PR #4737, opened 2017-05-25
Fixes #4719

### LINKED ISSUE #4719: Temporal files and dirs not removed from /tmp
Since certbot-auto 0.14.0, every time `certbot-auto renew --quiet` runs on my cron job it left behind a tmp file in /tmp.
--
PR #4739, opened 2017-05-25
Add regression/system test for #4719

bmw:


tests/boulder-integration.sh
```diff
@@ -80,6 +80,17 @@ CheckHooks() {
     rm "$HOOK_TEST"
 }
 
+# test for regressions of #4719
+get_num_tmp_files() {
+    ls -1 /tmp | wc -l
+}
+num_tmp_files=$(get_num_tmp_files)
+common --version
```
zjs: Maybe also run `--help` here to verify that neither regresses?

• _Exercise_
Could you set down, exactly as written, the lines above between the one holding "PR #4737, opened 2017-05-25" and the one holding "Since certbot-auto 0.14.0, every", inclusive, and nothing more?

• _Solution_
PR #4737, opened 2017-05-25
Fixes #4719

### LINKED ISSUE #4719: Temporal files and dirs not removed from /tmp
Since certbot-auto 0.14.0, every time `certbot-auto renew --quiet` runs on my cron job it left behind a tmp file in /tmp.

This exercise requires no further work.